1. A test port for a conventional gasoline/diesel fuel dispenser at a highline point in the line system to include all or at least some of the line system head pressure, said test port comprising:

(a) a threaded coupling within a dispenser cabinet, said threaded coupling joining a first and second conduit;

(b) a collar threadedly attachable to the threaded coupling;

(c) a plurality of threaded ports disposed in said collar for supporting at least a quick connect fitting, and including a plurality of plugs for closing unused ones of said plurality of threaded ports.

2. The test port as set forth in claim 1 wherein said first and second conduit are set horizontally and are immediately affixed to said threaded coupling.

3. The test port as set forth in claim 1 wherein said collar is set within said cabinet.

4. The test port as set forth in claim 3 wherein said collar hangs below said threaded coupling.

5. The test port as set forth in claim 3 wherein said collar is above the ground.

6. The test port as set forth in claim 3 wherein said cabinet encloses a plurality of vertically oriented pipes, said threaded coupling set above said vertical pipes.

7. The test port as set forth in claim 1 further comprising a threaded boss extending from said collar for threadedly engaging a filter.
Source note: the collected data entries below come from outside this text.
Issue #403, opened 2023-03-29
kccs and kcwt security considerations.


emanjon:
The document registers two new COSE header parameters that can be used for COSE in general (not only EDHOC) but does not give any security considerations for them. As a comparision, the COSE X509 has quite a lot of things to say for those 4 new header parameters.

Security considerations are explicitly important for kccs that transport a new public key but not any information to verify that the key is trusted. That kind of information need to be come from elsewhere. If not the best security is TOFU. This is quite different from kcwt and x5t, kid, x5chain, etc.

emanjon:
https://datatracker.ietf.org/doc/rfc9360/ gives an example of the type of considerations that might be needed

PR #411, opened 2023-07-07
CWT and CCS security considerations

emanjon:
#403


gselander:
Merging now to prepare for -20

Issue #412, opened 2023-07-07
or a pseudorandom number such as a hash


emanjon:
A hash is deterministic and not pseudorandom. A digest is only pseudorandom is the input is pseudorandom.

emanjon:
"e.g., be a counter or a pseudorandom number such as a hash"

PR #413, opened 2023-07-07
Correction addressing #412

gselander:


gselander:
Merging to prepare for -20

PR #434, opened 2023-08-25
Update 3.4

gselander:
Mentioning preference for reliable transport

### DIFF
--- a/draft-ietf-lake-edhoc.md
+++ b/draft-ietf-lake-edhoc.md
@@ -498,7 +498,7 @@ Examples:
 
 Cryptographically, EDHOC does not put requirements on the underlying layers. Received messages are processed as the expected next message according to protocol state, see {{asym}}. If processing fails for any reason then, typically, an error message is attempted to be sent and the EDHOC session is aborted.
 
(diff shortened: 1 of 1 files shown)


draft-ietf-lake-edhoc.md
```diff
@@ -498,7 +498,7 @@ Examples:
 
 Cryptographically, EDHOC does not put requirements on the underlying layers. Received messages are processed as the expected next message according to protocol state, see {{asym}}. If processing fails for any reason then, typically, an error message is attempted to be sent and the EDHOC session is aborted.
 
-EDHOC is not bound to a particular transport layer and can even be used in environments without IP. Ultimately, the application is free to choose how to transport EDHOC messages including errors. However, EDHOC was designed with CoAP in reliable mode as default transport. In order to avoid unnecessary message processing or protocol termination, the transport is responsible to handle:
+EDHOC is not bound to a particular transport layer and can even be used in environments without IP. Ultimately, the application is free to choose how to transport EDHOC messages including errors. In order to avoid unnecessary message processing or protocol termination, it is preferred to use reliable transport such as CoAP in reliable mode, which is the default transport. The transport is responsible to handle:
```
zaheduzzaman: This is getting close to where I think it should be. I would suggest to rephrase like following -

EDHOC is not bound to a particular transport layer and can even be used in environments without IP. Ultimately, the application is free to choose how to transport EDHOC messages including errors. In order to avoid unnecessary message processing at the application or protocol termination, it is RECOMMENDED to use a reliable transport ( EDHOC originally designed to be transported over CoAP in reliable mode, see appendix A). The transport, in general, SHOULD handle:

zaheduzzaman (approved):
LGTM, thanks.

emanjon (approved):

8. The test port as set forth in claim 1 further comprising an install tool for installing and removing said collar from said threaded coupling.
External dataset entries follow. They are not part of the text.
PR #442, opened 2023-08-30
Traces: Examples of invalid EDHOC messages

emanjon:


draft-ietf-lake-traces.md
```diff
@@ -2817,6 +2838,73 @@ OSCORE Master Salt after KeyUpdate (Raw Value) (8 bytes)
...
+~~~~~~~~
+Invalid message_1 (38 bytes)
+03 06 58 20 74 1a 13 d7 ba 04 8f bb 61 5e 94 38 6a a3 b6 1b ea 5b 3d
+8f 65 f3 26 20 b7 49 be e8 d2 78 ef a9 41 0e
+~~~~~~~~
+
+Invalid number of elements in the CBOR sequence.
+
+~~~~~~~~
+Invalid message_1 (38 bytes)
```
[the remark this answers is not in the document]
marco-tiloca-sics: Yes, I agree.

The only exception would be if this particular EAD item is defined to have a mandatory value, but for that we'd need such an EAD item to be specified and registered already.

malishav:
These are some detailed tests on parsing message_1 and validating the point. The question is why would we do this only for message_1 and not for e.g. message_2 as well? I agree that these are very useful and I already caught several bugs in my implementation that need to be fixed for these tests to pass.

draft-ietf-lake-traces.md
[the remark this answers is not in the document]
emanjon: Good, I removed it for now as it we already have a "wrong type" example.

emanjon:
>I agree that these are very useful and I already caught several bugs in my implementation that need to be fixed for these tests to pass.

That is a very good argument for why we should include this.

>The question is why would we do this only for message_1 and not for e.g. message_2 as well?

As a first start I just came up with as many different types of invalidity as possible, trying to not repeat things. My idea was that the implementer would need to make sure that the same type of invalidity is checked in other parts as well. That should probably be written out.

Yes, I think it is a good idea to have some invalid examples for message_2 as well. There we could have a "wrong number of items" message_2 as well as PLAINTEXT_2 with invalid ID_CRED_R.

emanjon:
@malishav I added some invalid message_2 and PLAINTEXT_2 and added some more text in the beginning of the section. Please check

emanjon:
> This message indicates cipher suite 6, which has X25519 as EDHOC key exchange algorithm (ECDH curve).
> 
> Since the error is about G_X not corresponding to a point on the P-256 curve, it is better for consistency to indicate cipher suite 2, 3 or 5 instead.
> 

Indeed. I just used the example in 4.1. message_1 (first time) and missed that 6 is not P-256. I'll change to 2

draft-ietf-lake-traces.md
```diff
@@ -2817,6 +2838,94 @@ OSCORE Master Salt after KeyUpdate (Raw Value) (8 bytes)
...
+00 ff ff ff ff ff ff ff ff ff ff ff ff 0e
+~~~~~~~~
+
+Invalid x-coordinate in (G_X) not corresponding to a point on the P-256 curve.
+
+~~~~~~~~
+Invalid message_1 (37 bytes)
+03 06 58 20 a0 4e 73 60 1d f5 44 a7 0b a7 ea 1e 57 03 0f 7d 4b 4e b7
+f6 73 92 4e 58 d5 4c a7 7a 5e 7d 4d 4a 0e
+~~~~~~~~
```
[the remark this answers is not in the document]
emanjon: fixed

draft-ietf-lake-traces.md
```diff
@@ -2817,6 +2838,94 @@ OSCORE Master Salt after KeyUpdate (Raw Value) (8 bytes)
...
+58 20 41 97 01 d7 f0 0a 26 c2 dc 58 7a 36 dd 75 25 49 f3 37 63 c8 93
+42 2c 8e a0 f9 55 a1 3a 4f f5 d5 4B 98 62 a1 1d e4 2a 95 d7 85 38 6a
+~~~~~~~~
+
+Invalid encoding of ID_CRED_R in PLAINTEXT_2
+
+~~~~~~~~
+Invalid  PLAINTEXT_2 (15 bytes)
+27 a1 04 42 32 10 48 fa 5e fa 2e bf 92 0b f3
+~~~~~~~~
```
marco-tiloca-sics, line 2914: (This comment was made on a commit, but I add it here too to be sure it's not missed)



What is the invalidity in the new example?

This seems the correct way to encode the credential identifier of type 'kid' with value 0x3210.

emanjon: My understanding of Section 3.5.3.2. is that the CBOR map { 4 : kid_x } is always replaced by the byte string kid_x.

I.e. the correct encoding of this PLAINTEXT_2 is 
27 42 32 10 48 fa 5e fa 2e bf 92 0b f3

marco-tiloca-sics: Ops, you're right :-)

Maybe it's useful if these examples shortly mention what their invalidity is, possibly pointing to the relevant section of -lake-edhoc

emanjon: That is a good idea

emanjon: Done

emanjon:
Added that implementations must not compose these examples according to EDHOC. Added reference to RFC 8949

Added more invalid examples concerning SUITES_I and ID_CRED_R.

Please review.

draft-ietf-lake-traces.md
```diff
@@ -2817,6 +2838,118 @@ OSCORE Master Salt after KeyUpdate (Raw Value) (8 bytes)
...
+Invalid encoding of message_1 as array. Correct encoding is a CBOR sequence according to Section 5.2.1 of {{I-D.ietf-lake-edhoc}}.
+
+~~~~~~~~
+Invalid message_1 (38 bytes)
+84 03 02 58 20 74 1a 13 d7 ba 04 8f bb 61 5e 94 38 6a a3 b6 1b ea 5b
+3d 8f 65 f3 26 20 b7 49 be e8 d2 78 ef a9 0e
+~~~~~~~~
+
+Invalid 16-bit encoding 19 00 03 of METHOD = 3. Correct is the deterministic encoding 03 according to Section 1.4 of {{I-D.ietf-lake-edhoc}} and Section 4.2.1 of {{RFC8949}}.
+
```
marco-tiloca-sics, line 2854: I think it is better to refer to Section 3.1 of -lake-edhoc (instead of Section 1.4).

That's where deterministic encoding is mentioned as a property of the protocol (emphasis mine):

> All **EDHOC messages** are CBOR Sequences [[RFC8742](https://www.rfc-editor.org/info/rfc8742)], and **are deterministically encoded**.

while Section 1.4 is more about terminology and language for the document (emphasis mine):

> When referring to CBOR, this **specification** always **refers** to Deterministically Encoded CBOR as specified in Sections 4.2.1 and 4.2.2 of [[RFC8949](https://www.rfc-editor.org/info/rfc8949)].

draft-ietf-lake-traces.md
```diff
@@ -2817,6 +2838,118 @@ OSCORE Master Salt after KeyUpdate (Raw Value) (8 bytes)
...
+Invalid encoding 41 32 of ID_CRED_R in PLAINTEXT_2. Correct encoding is 32 according to Section 3.5.3.2 of {{I-D.ietf-lake-edhoc}}.
+
+~~~~~~~~
+Invalid PLAINTEXT_2 (12 bytes)
+27 41 32 48 fa 5e fa 2e bf 92 0b f3
+~~~~~~~~
+
+Invalid encoding of the map ID_CRED_R in PLAINTEXT_2. Correct is the deterministic bytewise lexicographic order encoding according to Section 1.4 of {{I-D.ietf-lake-edhoc}} and Section 4.2.1 of {{RFC8949}}.
+
```
marco-tiloca-sics, line 2940: Instead of Section 1.4 of -lake-edhoc, I think it is better to refer to both Sections 3.1 (as mentioning deterministic encoding) and Section 3.5.3 (as talking about ID_CRED_X and its encoding).

Note that Section 3.5.3 is not *explicitly* saying that the CBOR map encoding ID_CRED_X has to be deterministically encoded; it is just silently inheriting that requirement from Section 3.1.

Is it worth adding an explicit reminder in Section 3.5.3 in -lake-edhoc? Such a reminder is in fact present in Section 3.5.2 when discussing authentication credentials instead.

draft-ietf-lake-traces.md
```diff
@@ -2817,6 +2838,118 @@ OSCORE Master Salt after KeyUpdate (Raw Value) (8 bytes)
...
+Invalid encoding 41 0e of C_I = 0x0e. Correct encoding is 0e according to Section 3.3.2 of {{I-D.ietf-lake-edhoc}}.
+
+~~~~~~~~
+Invalid message_1 (38 bytes)
+03 02 58 20 74 1a 13 d7 ba 04 8f bb 61 5e 94 38 6a a3 b6 1b ea 5b 3d
+8f 65 f3 26 20 b7 49 be e8 d2 78 ef a9 41 0e
+~~~~~~~~
+
+Invalid array encoding 81 02 of SUITES_I = 2. Correct encoding is 02 according to Section 5.2.1 of {{I-D.ietf-lake-edhoc}}.
+
```
marco-tiloca-sics, line 2870: i think it is more precise to refer to Section 5.2.2 of -lake-edhoc; that's where the two variants for encoding SUITES_I are defined.

emanjon: Can do

draft-ietf-lake-traces.md
emanjon: Done. I will try to update the EDHOC specification during AUTH48 so that section 3.1 refers to 4.2.1 of [[RFC8949](https://www.rfc-editor.org/info/rfc8949)].

draft-ietf-lake-traces.md
emanjon: I will suggst to add an explicit reminder in Section 3.5.3 during AUTH48

emanjon:
If we want to have heading I think they should describe the general type of error instead of the specific example.

emanjon:
Maybe some headings
- Invalid G_X (cddl correct)
- Invalid cddl
- Nor deterministic encoding

and then subbullets inside

Sent from Outlook for iOS<https://aka.ms/o0ukef>
________________________________

gselander:
The third category - non-deterministic CBOR - is not necessarily invalid. See discussion in #446.

emanjon:
Added a curve25519 point (p) of low order which produces the all zero value
https://github.com/jedisct1/libsodium/blob/master/src/libsodium/crypto_scalarmult/curve25519/ref10/x25519_ref10.c#L17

9. The test port as set forth in claim 1 wherein said plurality of threaded ports are disposed along a vertical outer face of said collar.

10. The test port as set forth in claim 9 wherein said threaded ports are distributed radially along the outer face of said collar.
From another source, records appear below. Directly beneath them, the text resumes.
PR #446, opened 2023-09-04
EDHOC: Encoding clarifications

emanjon:
Intent is to provide clarifications regarding encoding. Suggested from implementors that this is needed.

The PR is not finished. There will be more commits.

### DIFF
--- a/draft-ietf-lake-edhoc.md
+++ b/draft-ietf-lake-edhoc.md
@@ -392,7 +392,7 @@ To simplify for implementors, the use of CBOR and COSE in EDHOC is summarized in
 
 The EDHOC protocol consists of three mandatory messages (message_1, message_2, message_3), an optional fourth message (message_4), and an error message, between an Initiator (I) and a Responder (R). The odd messages are sent by I, the even by R. Both I and R can send error messages.
 The roles have slightly different security properties which should be considered when the roles are assigned, see {{sec-prop}}.
-All EDHOC messages are CBOR Sequences {{RFC8742}}, and are encoded using deterministically encoded CBOR as specified in Section 4.2.1 of {{RFC8949}}. {{fig-flow}} illustrates an EDHOC message flow with the optional fourth message as well as the content of each message. The protocol elements in the figure are introduced in {{overview}} and {{asym}}. Message formatting and processing are specified in {{asym}} and {{error}}.
+All EDHOC messages are CBOR Sequences {{RFC8742}}, and are defined to be deterministically encoded CBOR as specified in Section 4.2.1 of {{RFC8949}}. {{fig-flow}} illustrates an EDHOC message flow with the optional fourth message as well as the content of each message. The protocol elements in the figure are introduced in {{overview}} and {{asym}}. Message formatting and processing are specified in {{asym}} and {{error}}.
 
 Application data may be protected using the agreed application algorithms (AEAD, hash) in the selected cipher suite (see {{cs}}) and the application can make use of the established connection identifiers C_I and C_R (see {{ci}}). Media types that may be used for EDHOC are defined in {{media-type}}.
 


gselander:
The PR is now changing from "RECOMMENDED to abort" to "MAY abort" because it is thought to simplify implementation and there are no obvious security reasons to prevent non-deterministic CBOR.

@marco-tiloca-sics @malishav @chrysn It would be good to get some feedback on the difficulty/ease of enforcing deterministic CBOR.

marco-tiloca-sics:
> The PR is now changing from "RECOMMENDED to abort" to "MAY abort" because it is thought to simplify implementation and there are no obvious security reasons to prevent non-deterministic CBOR.
> 
> @marco-tiloca-sics @malishav @chrysn It would be good to get some feedback on the difficulty/ease of enforcing deterministic CBOR.

At least the CBOR library that I use does not seem to provide a method for checking that incoming CBOR data is deterministically encoded.

Implementing those checks does not feel like challenging (I'm doing that for CBOR integers at the moment), but avoiding the need for having those in place certainly simplifies things.

I think the advantage is also functional when thinking of authentication credentials (which was my original point about this topic). If CRED_X is CBOR based (e.g., a CCS or a CWT) and it is transported by value in ID_CRED_X, it's great that the recipient peer can use CRED_X as is, i.e., even when it is not deterministically encoded.

However, since the case above has CRED_X specified by value in ID_CRED_X, which is a field of PLAINTEXT, then forcing deterministic encoding of messages would also imply deterministic encoding of CBOR based credentials that are transported by value in ID_CRED_X (so that the requirement on the message as a whole is fulfilled).

If non-deterministic encoding can be admitted while still being safe in terms of security, that it feels better to not be strict in mandating it (while a peer might still be strict about it and MAY abort the session anyway as per the new phrasing).

emanjon:
EDHOC-22 states:

   The Initiator
   and Responder SHOULD use an available authentication credential
   (transported in EDHOC or otherwise provisioned) without re-encoding.

My and Görans interpretation is that the byte string value of bccs and kcwt are treated as opaque strings by EDHOC when creating the messages. I.e. no requirement to encode deterministic. Let's clarify this.

emanjon:
> At least the CBOR library that I use does not seem to provide a method for checking that incoming CBOR data is deterministically encoded.
> 
> Implementing those checks does not feel like challenging (I'm doing that for CBOR integers at the moment), but avoiding the need for having those in place certainly simplifies things.

That is good input. If I remember correctly, deterministic encoding of the fields before G_X in message one had a security impact if the hash function (SHA-2) turns out to have significant weaknesses. 

   message_1 = (
     METHOD : int,
     SUITES_I : suites,
     G_X : bstr,
     C_I : bstr / -24..23,
     ? EAD_1,
   )

Should maybe clarify that.

chrysn:
The libraries I know off my head don't provide checking; sure it can be performed, but without library modifications it'd be re-encoding, and that's tedious (eg. because you need an extra buffer, or you need to be careful about overwriting in-place). Unless there are concrete security concerns, I'd prefer requirement on verifying deterministic rules (but I'm fine with keeping the requirement that things be encoded deterministically).

There are two arguments I see against it (divergent decoding may be overlooked when testing against relaxed peers; and the covert channel), but both have good counterarguments (read the specs and test with more than one peer; there are already optional EADs and there's nobody to hide communication from because by EDHOC design only the peers can read the plaintext).

emanjon:
Approval of the PR would mean that the following invalid test vector should be removed from draft-ietf-lake-traces

> 
>    4.3.3.  Non-lexicographic order of map
> 
>    Invalid encoding of the map ID_CRED_R in PLAINTEXT_2.  Correct is the
>    deterministic bytewise lexicographic order encoding according to
>    Section 3.1 of [I-D.ietf-lake-edhoc] and Section 4.2.1 of [RFC8949].
> 
>    Invalid PLAINTEXT_2 (25 bytes)
>    27 A2 0A 46 6D 6F 72 64 6F 72 04 44 72 69 6E 67 48 fa 5e fa 2e bf 92
>    0b f3
>

malishav:
Is this ready for merge? Let me know if I should poll the WG for final comments?

gselander (approved):

gselander:
I just responded to the list.

emanjon:
This PR #446 has been sent to the RFC editor.

gselander:
Merging for submission of -23.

11. The test port as set forth in claim 1 further comprising tubing connected to said quick connect fitting; said tubing leading to a container.

12. The test port as set forth in claim 11 wherein said container is set below said collar and above the ground.

13. A test port disposed intermediate a fluid line under pressure within a conventional gasoline/diesel fuel dispenser cabinet, said test port further comprising:

(a) a threaded coupling within the dispenser cabinet above a ground surface, said threaded coupling joining a first and second conduit;

(b) a collar threadedly attachable to the threaded coupling;

(c) a plurality of threaded ports disposed in said collar along an outer face of said collar, and

(d) a plurality of plugs for closing unused ones of said plurality of threaded ports.

14. The test port as set forth in claim 13 further comprising a quick disconnect port coupled to at least one of said plurality of threaded ports.

15. The test port as set forth in claim 13 wherein said threaded coupling is arranged to join said first and second conduits at an equal height above the ground surface.

16. The test port as set forth in claim 13 wherein said collar hangs below said threaded coupling.

17. A method for testing a gasoline/diesel fuel dispenser, said method comprising the steps of:

(a) coupling a threaded coupler within a dispenser cabinet, the threaded coupling joining a first and second conduit;

(b) locating a test port along a collar threadedly attachable to the threaded coupling, the test port including a plurality of threaded ports for supporting a quick connect fitting and including a plurality of plugs closing unused threaded ports, the test port in fluid communication with the continuously pressurized portion of the fuel dispenser;

(b) selectively engaging a quick connect fitting with the test port to perform tests; and

(c) optionally testing a conventional mechanical line leak detector through the test port.

18. The method of claim 17 wherein said step of locating is performed by locating the test port with a collar having a threaded coupling for a threaded filter.

19. The method of claim 17 further comprising the steps of removing one of the plugs from one of the threaded ports, and further selectively engaging another quick connect fitting with the test port via at least a second quick connect port in the test port.

20. The method of claim 17 further comprising the step of draining fuel under pressure from the test port through a tube into a container above the ground.